## [Problem statement]
How many lines of these records hold the string "forEach"? Reply with the number alone.

>>>>

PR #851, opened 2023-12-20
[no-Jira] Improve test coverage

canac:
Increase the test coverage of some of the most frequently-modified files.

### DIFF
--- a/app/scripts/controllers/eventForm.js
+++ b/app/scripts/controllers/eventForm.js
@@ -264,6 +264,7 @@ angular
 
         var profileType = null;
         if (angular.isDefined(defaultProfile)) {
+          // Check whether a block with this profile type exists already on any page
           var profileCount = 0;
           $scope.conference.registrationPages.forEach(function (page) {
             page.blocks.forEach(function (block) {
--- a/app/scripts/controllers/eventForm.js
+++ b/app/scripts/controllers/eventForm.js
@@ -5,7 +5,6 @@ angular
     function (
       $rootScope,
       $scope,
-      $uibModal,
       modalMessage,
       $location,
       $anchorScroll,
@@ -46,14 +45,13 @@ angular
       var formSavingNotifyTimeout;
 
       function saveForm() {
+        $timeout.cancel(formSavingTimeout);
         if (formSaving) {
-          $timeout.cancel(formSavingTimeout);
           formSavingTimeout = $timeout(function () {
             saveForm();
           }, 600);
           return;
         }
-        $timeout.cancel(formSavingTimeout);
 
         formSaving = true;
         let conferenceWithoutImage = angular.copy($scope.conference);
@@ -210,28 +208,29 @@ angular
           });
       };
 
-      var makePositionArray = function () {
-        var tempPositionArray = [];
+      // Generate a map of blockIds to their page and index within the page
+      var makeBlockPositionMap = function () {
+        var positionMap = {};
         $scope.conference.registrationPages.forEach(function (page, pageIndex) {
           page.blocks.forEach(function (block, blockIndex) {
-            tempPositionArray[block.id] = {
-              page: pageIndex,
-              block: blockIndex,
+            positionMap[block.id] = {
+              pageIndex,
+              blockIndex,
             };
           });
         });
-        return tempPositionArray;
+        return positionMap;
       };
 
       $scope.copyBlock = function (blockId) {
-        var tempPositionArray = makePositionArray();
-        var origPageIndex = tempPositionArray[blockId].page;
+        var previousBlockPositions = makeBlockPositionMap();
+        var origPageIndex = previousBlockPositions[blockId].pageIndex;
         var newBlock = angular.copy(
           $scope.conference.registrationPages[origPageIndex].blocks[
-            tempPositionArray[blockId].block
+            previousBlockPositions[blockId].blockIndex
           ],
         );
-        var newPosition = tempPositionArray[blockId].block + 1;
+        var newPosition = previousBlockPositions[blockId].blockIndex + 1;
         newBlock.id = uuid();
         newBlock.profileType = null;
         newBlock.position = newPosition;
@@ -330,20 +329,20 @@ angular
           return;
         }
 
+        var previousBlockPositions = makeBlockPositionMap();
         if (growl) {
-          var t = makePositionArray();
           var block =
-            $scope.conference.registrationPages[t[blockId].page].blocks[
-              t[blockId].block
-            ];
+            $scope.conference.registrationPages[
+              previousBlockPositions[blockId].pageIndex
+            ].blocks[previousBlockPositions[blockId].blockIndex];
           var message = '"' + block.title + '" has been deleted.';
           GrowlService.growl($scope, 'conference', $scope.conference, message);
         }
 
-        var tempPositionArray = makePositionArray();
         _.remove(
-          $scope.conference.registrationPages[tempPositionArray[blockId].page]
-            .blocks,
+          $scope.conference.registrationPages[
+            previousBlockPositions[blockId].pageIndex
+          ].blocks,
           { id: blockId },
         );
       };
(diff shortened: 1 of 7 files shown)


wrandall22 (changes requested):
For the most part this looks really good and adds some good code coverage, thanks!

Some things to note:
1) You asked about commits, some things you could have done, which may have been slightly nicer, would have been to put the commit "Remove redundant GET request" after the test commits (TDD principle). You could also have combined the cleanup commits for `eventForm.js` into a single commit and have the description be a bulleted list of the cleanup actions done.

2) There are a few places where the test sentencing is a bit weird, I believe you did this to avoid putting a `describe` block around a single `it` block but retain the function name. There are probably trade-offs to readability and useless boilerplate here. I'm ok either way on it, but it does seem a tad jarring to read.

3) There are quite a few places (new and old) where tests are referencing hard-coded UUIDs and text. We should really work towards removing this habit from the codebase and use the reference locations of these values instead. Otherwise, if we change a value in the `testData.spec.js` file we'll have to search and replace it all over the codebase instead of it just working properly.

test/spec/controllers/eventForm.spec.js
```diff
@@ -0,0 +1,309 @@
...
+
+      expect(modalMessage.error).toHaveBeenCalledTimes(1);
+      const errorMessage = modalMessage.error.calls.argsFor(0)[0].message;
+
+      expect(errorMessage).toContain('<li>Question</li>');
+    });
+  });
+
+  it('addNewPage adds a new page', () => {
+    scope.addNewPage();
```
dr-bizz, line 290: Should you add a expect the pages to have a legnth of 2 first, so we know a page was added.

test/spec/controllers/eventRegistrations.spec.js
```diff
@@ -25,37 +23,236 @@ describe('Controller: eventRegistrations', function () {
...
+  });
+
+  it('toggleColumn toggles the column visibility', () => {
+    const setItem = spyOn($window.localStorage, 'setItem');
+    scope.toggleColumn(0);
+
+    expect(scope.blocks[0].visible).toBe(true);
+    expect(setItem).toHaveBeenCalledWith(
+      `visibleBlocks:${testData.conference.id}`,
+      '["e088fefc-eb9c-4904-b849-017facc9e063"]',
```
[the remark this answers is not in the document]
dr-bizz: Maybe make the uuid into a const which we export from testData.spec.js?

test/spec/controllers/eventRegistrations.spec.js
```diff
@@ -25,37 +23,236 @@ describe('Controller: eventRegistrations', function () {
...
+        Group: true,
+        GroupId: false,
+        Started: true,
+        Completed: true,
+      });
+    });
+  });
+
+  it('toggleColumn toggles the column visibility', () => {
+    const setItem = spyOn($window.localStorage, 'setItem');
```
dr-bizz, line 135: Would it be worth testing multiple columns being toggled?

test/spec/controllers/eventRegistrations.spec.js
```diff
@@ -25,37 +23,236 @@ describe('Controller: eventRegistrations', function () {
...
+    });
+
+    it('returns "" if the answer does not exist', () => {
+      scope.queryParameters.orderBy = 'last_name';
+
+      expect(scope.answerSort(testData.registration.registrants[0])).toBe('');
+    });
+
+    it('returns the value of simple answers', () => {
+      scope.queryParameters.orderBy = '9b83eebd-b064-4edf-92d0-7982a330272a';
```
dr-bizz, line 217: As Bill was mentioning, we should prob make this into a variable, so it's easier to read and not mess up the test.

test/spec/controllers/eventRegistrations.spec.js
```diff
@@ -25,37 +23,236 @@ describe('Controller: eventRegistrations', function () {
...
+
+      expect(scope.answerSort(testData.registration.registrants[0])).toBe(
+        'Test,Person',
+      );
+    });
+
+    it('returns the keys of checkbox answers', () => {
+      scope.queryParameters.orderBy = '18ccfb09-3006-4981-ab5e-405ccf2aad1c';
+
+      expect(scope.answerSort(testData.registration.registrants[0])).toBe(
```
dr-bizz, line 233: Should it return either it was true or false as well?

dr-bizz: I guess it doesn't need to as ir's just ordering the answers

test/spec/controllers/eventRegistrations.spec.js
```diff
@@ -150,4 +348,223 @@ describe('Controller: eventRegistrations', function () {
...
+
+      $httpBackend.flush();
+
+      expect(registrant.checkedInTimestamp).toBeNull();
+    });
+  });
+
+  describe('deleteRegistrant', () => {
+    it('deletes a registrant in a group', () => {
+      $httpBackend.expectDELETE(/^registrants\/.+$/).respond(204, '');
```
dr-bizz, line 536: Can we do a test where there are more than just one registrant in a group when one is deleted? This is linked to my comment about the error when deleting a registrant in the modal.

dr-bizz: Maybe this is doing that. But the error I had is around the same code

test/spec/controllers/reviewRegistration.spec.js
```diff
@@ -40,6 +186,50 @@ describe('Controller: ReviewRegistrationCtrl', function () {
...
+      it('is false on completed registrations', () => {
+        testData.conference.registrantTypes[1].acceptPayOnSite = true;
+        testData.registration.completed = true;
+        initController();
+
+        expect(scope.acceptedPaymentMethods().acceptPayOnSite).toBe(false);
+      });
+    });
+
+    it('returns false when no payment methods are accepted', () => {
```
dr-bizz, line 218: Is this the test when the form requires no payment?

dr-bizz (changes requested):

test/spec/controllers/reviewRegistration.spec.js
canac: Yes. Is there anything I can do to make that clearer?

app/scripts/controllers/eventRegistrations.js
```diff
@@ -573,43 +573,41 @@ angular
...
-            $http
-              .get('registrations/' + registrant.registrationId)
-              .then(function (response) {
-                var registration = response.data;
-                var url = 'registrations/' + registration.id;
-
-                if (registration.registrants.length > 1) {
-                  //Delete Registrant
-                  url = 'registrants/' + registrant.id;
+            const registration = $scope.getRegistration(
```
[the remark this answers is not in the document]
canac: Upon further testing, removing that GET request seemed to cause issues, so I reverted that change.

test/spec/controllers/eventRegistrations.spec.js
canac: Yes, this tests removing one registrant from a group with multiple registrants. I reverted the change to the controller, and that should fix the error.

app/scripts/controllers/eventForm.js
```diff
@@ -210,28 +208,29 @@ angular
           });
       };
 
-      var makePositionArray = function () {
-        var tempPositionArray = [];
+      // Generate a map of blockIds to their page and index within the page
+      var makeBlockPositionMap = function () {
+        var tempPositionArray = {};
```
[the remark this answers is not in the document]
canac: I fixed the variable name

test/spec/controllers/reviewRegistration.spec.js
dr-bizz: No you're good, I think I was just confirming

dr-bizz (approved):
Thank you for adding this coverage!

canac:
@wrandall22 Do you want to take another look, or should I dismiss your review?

<<<<

## [Answer for this exercise]
4